No matter how you looked at it, the law was absolutely using children to further a political goal.
Aamira Fetuga was just such a child and she resisted. She followed the legislators around asking the tough questions many adults, like myself, only asked while sitting on our duffs. And she seemed to have made an impact.
What is the difference between Aamira being used in a political battle and Suzy being featured in a media war for page views?
I would argue there’s a lot.
Suzy Lee Weiss was trafficking in snark for no other discernible purpose but to self-aggrandize her fait accompli and to mock what many in the culture wars feel are the sacred cows of “political correctness.” She is not arguing for any real change that does not amount to “look at me.” Not that I would consider it valid, but even an argument for a more transparent application of admissions discretion that takes into account economic diversity or some such position would have moved her argument from snark to critique. As it stands, the point was to poke liberals, throw some red meat to Wall Street Journal readers, and put her name in the paper. It worked.

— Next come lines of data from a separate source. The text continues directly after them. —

PR #538, opened 2019-08-13
Correctly show option by label if it's a tag

### LINKED ISSUE #411: Raw JSON displayed when adding category to array of strings
When you use an array of strings and the tagging feature of the Multiselect component, it shows you raw JSON code in the dropdown after you searched for a category / want to add a new one.

This is how it looks like:
58124057-95bb2600-7c0d-11e9-86b0-ab42cbcff739

Corresponding demo code:
```
<template>
	<div>
		<Multiselect
			v-model="categories"
			:multiple="true"
			:searchable="true"
			:options="categories"
			:placeholder="'Select categories'"
			:taggable="true"
			:tag-placeholder="'Add this as a new category'"
			:close-on-select="false"
			class="multiselect-vue"
			@input="updateCategories"
			@tag="updateCategory"
		/>
	</div>
</template>

<script>
import { Multiselect } from 'nextcloud-vue'

export default {
	components: {
		Multiselect,
	},
	data: function() {
		return {
			categories: ['a', 'b', 'c'],
		}
	},
	methods: {
		/**
		 * Sets the categories of a task
		 *
		 * @param {Array} categories The new categories
		 */
		updateCategories: function(categories) {
			console.debug('Set categories to ' + categories)
		},

		/**
		 * Adds a category to the list of categories
		 *
		 * @param {String} category The name of the category to add
		 */
		updateCategory: function(category) {
			console.debug('Add categoriy ' + category)
		},
	}
}
</script>
```

The same code works just fine with the upstream `vue-multiselect`:
noerror

Code (only the import statement is changed):
```
<template>
	<div>
		<Multiselect
			v-model="categories"
			:multiple="true"
			:searchable="true"
			:options="categories"
			:placeholder="'Select categories'"
			:taggable="true"
			:tag-placeholder="'Add this as a new category'"
			:close-on-select="false"
			class="multiselect-vue"
			@input="updateCategories"
			@tag="updateCategory"
		/>
	</div>
</template>

<script>
import Multiselect from 'vue-multiselect'

export default {
	components: {
		Multiselect,
	},
	data: function() {
		return {
			categories: ['a', 'b', 'c'],
		}
	},
	methods: {
		/**
		 * Sets the categories of a task
		 *
		 * @param {Array} categories The new categories
		 */
		updateCategories: function(categories) {
			console.debug('Set categories to ' + categories)
		},

		/**
		 * Adds a category to the list of categories
		 *
		 * @param {String} category The name of the category to add
		 */
		updateCategory: function(category) {
			console.debug('Add categoriy ' + category)
		},
	}
}
</script>
```

Also see https://github.com/nextcloud/tasks/issues/416 where this was initially reported.

raimund-schluessler:
Closes #411

### DIFF
--- a/src/components/Multiselect/EllipsisedOption.vue
+++ b/src/components/Multiselect/EllipsisedOption.vue
@@ -42,13 +42,7 @@ export default {
 	},
 	computed: {
 		name() {
-			if (this.label) {
-				return this.option[this.label]
-			}
-			if (this.option.isTag) {
-				return this.option.label
-			}
-			return this.option
+			return this.$parent.getOptionLabel(this.option)
 		},
 		needsTruncate() {
 			return this.name && this.name.length >= 10
--- a/src/components/Multiselect/EllipsisedOption.vue
+++ b/src/components/Multiselect/EllipsisedOption.vue
@@ -45,6 +45,9 @@ export default {
 			if (this.label) {
 				return this.option[this.label]
 			}
+			if (this.option.isTag) {
+				return this.option.label
+			}
 			return this.option
 		},
 		needsTruncate() {


skjnldsv:
Reference https://github.com/shentao/vue-multiselect/blob/e7133beee554f996d2aa9f791ea6e911626f8a4f/src/multiselectMixin.js#L480-L491

Shall we add the other checks as well? :)
```js
	/**
     * Returns empty string when options is null/undefined
     * Returns tag query if option is tag.
     * Returns the customLabel() results and casts it to string.
     *
     * @param  {Object||String||Integer} Passed option
     * @returns {Object||String}
     */
    getOptionLabel (option) {
      if (isEmpty(option)) return ''
      /* istanbul ignore else */
      if (option.isTag) return option.label
      /* istanbul ignore else */
      if (option.$isLabel) return option.$groupLabel

      let label = this.customLabel(option, this.label)
      /* istanbul ignore else */
      if (isEmpty(label)) return ''
      return label
    },
```

raimund-schluessler:
> Shall we add the other checks as well? :)

Probably a good idea 👍

skjnldsv:
https://github.com/shentao/vue-multiselect/issues/739

raimund-schluessler:
> 
> 
> [shentao/vue-multiselect#739](https://github.com/shentao/vue-multiselect/issues/739)

Nice, I will have a look in the evening.

skjnldsv:
I guess you can just pass the getOptionLabel like I do here: https://github.com/nextcloud/nextcloud-vue/pull/539/files#diff-7cf0391745a74f4c74643ad9a34fa983R109 :)

raimund-schluessler:
The `getLabel` prop was removed again with https://github.com/shentao/vue-multiselect/pull/773. Don't really know how to use the function at the moment.

raimund-schluessler:
Correct me if I am wrong, but I don't think we have access to the `getOptionLabel` function, since it is not exposed as a prop here https://github.com/shentao/vue-multiselect/blob/master/src/Multiselect.vue#L134 anymore.

Do you know whether we can still use it somehow?

skjnldsv:
Ah damn you're right!
Though you can get it from the component itself :)
Either with the import module: `VueMultiselect.mixins.find(mixin => mixin.methods.getOptionLabel).methods.getOptionLabel`

Or with a ref `this.$refs.vuemultiselect.getOptionLabel` :)

PR #1098, opened 2020-05-17
Only show mouseover-title on text in navigationItem

jotoeri:
On forms, @jancborchardt recognized, that the actions-menu of navigationItems shows the form-title on mouseover.
This PR now shifts the title-attribute, into the Title-span, so it is only visible there. Actions-Menu as well as counter do not show the title anymore.

**Before** (imagine a cursor above the small label):
grafik
grafik

**After**:
grafik

grafik

### DIFF
--- a/src/components/AppNavigationItem/AppNavigationItem.vue
+++ b/src/components/AppNavigationItem/AppNavigationItem.vue
@@ -107,7 +107,6 @@ Just set the `pinned` prop.
 <template>
 	<!-- Navigation item, can be either an <li> or a <router-link> depending on the props -->
 	<nav-element v-bind="navElement"
-		:title="title"
 		:class="{
 			'app-navigation-entry--no-icon': !isIconShown,
 			'app-navigation-entry--opened': opened,
@@ -130,7 +129,9 @@ Just set the `pinned` prop.
 				class="app-navigation-entry-icon">
 				<slot v-if="!loading" v-show="isIconShown" name="icon" />
 			</div>
-			<span class="app-navigation-entry__title">{{ title }}</span>
+			<span class="app-navigation-entry__title" :title="title">
+				{{ title }}
+			</span>
 		</a>
 
 		<AppNavigationIconCollapsible v-if="collapsible" :open="opened" @click.prevent.stop="toggleCollapse" />


jancborchardt:
Works for me, but @skjnldsv I’m curious if this was added intentionally?

jotoeri:
Well also giving the question back to you, @jancborchardt. Would it be intentional design-wise? ;)

jancborchardt:
The idea for the title on the navigation item is that it shows the entire title if it’s ellipsized – which I would also keep (of course in the example it doesn’t really get across as it’s a very short name).

The point in the issue was about the same title being shown on the actions, which seems like duplication. There my question for @skjnldsv if this was because of some accessibility guidelines. :)

jotoeri:
Ok, i see. So only showing it on title & icon? (see fixup)

jotoeri:
Rebased & Squashed.

jancborchardt:
> Ok, i see. So only showing it on title & icon? (see fixup)

Yup! I would even say that only showing it on the title is fine. :)

jotoeri:
:D ok. So now it's only on title.^^

src/components/AppNavigationItem/AppNavigationItem.vue
```diff
@@ -130,7 +129,9 @@ Just set the `pinned` prop.
 				class="app-navigation-entry-icon">
 				<slot v-if="!loading" v-show="isIconShown" name="icon" />
 			</div>
-			<span class="app-navigation-entry__title">{{ title }}</span>
+			<span class="app-navigation-entry__title" :title="title">
```
juliushaertl, line 132: We don't need a title here as there is some actual visible text content with the exact same information. 

https://a11yproject.com/posts/title-attributes/

> Short answer: Don’t use them, except in special circumstances.

jotoeri: From side of accessibility, yes, you're right.
Jan's argument to not fully remove it, was for long titles, that get cut and only show the three dots. So they are not visible anymore, and then to be able to see the full text?

Here on forms:
grafik

jancborchardt: Good point @juliushaertl, but as @jotoeri said the initial reason why we removed it is to offer a way for mouse-users to see the whole title when it’s longer than the width of the navigation.

So to just fix the issue at hand with it appearing _too often_ but not to cut off the entire functionality, I’d say we should merge this. :) We could then separately look into if we can e.g. only show the tooltip if the text overflows in the first place, if possible?

PR #1106, opened 2020-05-22
Avoid Navigation to overflow NC-Header

jotoeri:
Just saw, that the navigation overrides the Nextcloud-Header-Bar.

The header has a z-index of 2000, vue-body of 1000 and sidebar of 1500. Therefore i propose a z-index for navigation of 1800, to still override the sidebar in case, but appear below the NC-Header.

**Before:**
grafik

**After:**
grafik


jotoeri:
Fixes #1108

PR #1113, opened 2020-05-26
Adjust Tooltip font-size

jotoeri:
On forms, i want to use the tooltip, and wanted to slightly increase the font-size for readability to 13px.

In contrast, Aamira is participating in a basic democratic process. That we construct lobbying as the vehicle for the wealthy says more about us than it does about the activity itself. Lobbying used to be thought of as participatory democracy. Demanding that your elected leaders be held accountable to your interests is, ideally, part of our messy republic. That a child should participate only violates an arbitrary convention about age of consent, not a real law or social more. In fact, what Aamira was doing has a long history. When the Civil Rights Movement launched the Children’s Crusade it did so knowing full well the social conventions of “childhood” as protected and precious. The point of engaging children was to draw a stark contrast between the construction of white children as valuable and black children as animals, unworthy of social protection or rights.
The proposed law in Tennessee sought to do the same: make poor (mostly black and brown) children dehumanized fodder for political points. Aamira showed up, a living, breathing real child to draw into stark relief the difference between how the law would construct her and who she is in actuality.
That strikes me as fundamentally different than what Suzy Weiss did. Aamira’s is an act of supreme democracy. It deflects attention from herself to draw attention to larger issues of representation, equality, and social welfare. It made no one any money and to the extent that Aamira becomes a media darling, it will be an indirect consequence and not the raison d’être.
IF you have a problem with Aamira being “used” in this way, then you must also have a problem with punitive laws that first used Aamira as cultural bait, political capital, and social scapegoat.
When you draw children into the war, don’t be mad when they show up ready to fight.
Rock on, Aamira. You shame me and inspire me. And I am riding for you.